Юные дарования
Я – я верю, что тоже стою.
Я – гений, ты тоже гений,
И если ты ищешь, значит, нас двое.
Земфира
Осень была яркой. Тягучей и терпкой, грубо-чувственной, без спросу вторгающейся в личное пространство, агрессивно навязывающей свои увядшие прелести, сующей в нос свои остро пахнущие подмышки: на же, вот тебе, вот тебе, ты думал, что можешь уйти от меня, замкнуться, абстрагироваться – нет.
Нюхай.
Дыши этой прелой листвой, этим зябким, тяжело оседающем на коже туманом, вглядывайся в вечерние сумерки, едва разбавленные светом уличных фонарей, ковыляй, спотыкайся по усыпанным мокрой красно-оранжевой листвой дорожкам, бреди по своей нелепой, бессмысленной жизни, пытайся найти себе какое-то применение в этой безумном мареве догорающего города.

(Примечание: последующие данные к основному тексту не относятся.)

PR #18058, opened 2024-05-22
Complete migration of verify workflow to prow

jmhbnz:
After recently addressing some issues impacting our `pull-etcd-verify` presubmit job in prow I believe the job is now performing as expected and we are now ready to proceed with completing the prow migration for this workflow by deleting the workflow file. This is process we will need to gradually repeat for other workflows over time.

Refer the job summary in prow & testgrid:
- https://testgrid.k8s.io/sig-etcd-presubmits#pull-etcd-verify
- https://prow.k8s.io/?repo=etcd-io%2Fetcd&job=pull-etcd-verify

Configuration for the prow job is here: https://github.com/kubernetes/test-infra/blob/master/config/jobs/etcd/etcd-presubmits.yaml#L53-L87

Note - As the first workflow to be fully migrated to prow this pr creates a new dependence on our use of `/ok-to-test`. I have updated some documentation to make this requirement clear but ultimately all @etcd-io/maintainers-etcd need to be vigilant that prow jobs have been triggered before merging a pr.

Progress towards https://github.com/kubernetes/k8s.io/issues/6102


ahrtr (approved):

serathius (approved):

ivanvc (approved):
LGTM. We identified that the only check that's not working on the Prow infra is `marker`. I'll open an issue to find an alternative to it soon.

Скоро ночь, и измотанные граждане начнут отходить ко сну, мучить друг друга семейными перепалками в своих тесных панельных клетушках, терзать усталые тела в нечистых постелях, ждать, когда заснут дети, чтобы заняться сексом, дрочить на порно из интернета, без конца листая страницы в поисках подходящего ролика, такого, который наконец вставит, вставит, подтирать все, что производит организм в процессе полового возбуждения, снова и снова находить оправдание своему одиночеству... Не добровольно избранному нет, такому одиночеству, которое рождает город и современный мир вообще: вечные метания «дом-работа, работа-дом», а годы идут, а человек стареет, и кажется, что уже ничего, ничего, ничего...
Это ароматы осени, это ее пряная, горькая, депрессивная правда, жуй же ее, дыши, подбирай губами то, что налило тебе небо, все, что каплет, каплет, каплет сверху. Ищи какой-то смысл в том, что с тобой происходит, пытайся идеализировать, пытайся что-то изменить – и замерев однажды под дождем, ощути мгновенное, острое, непередаваемое счастье: от того, как прекрасно быть, просто быть, просто дышать, просто чувствовать – и вдруг ощутить томительную, тягучую благодарность к той женщине, что однажды подарила тебе право на это все.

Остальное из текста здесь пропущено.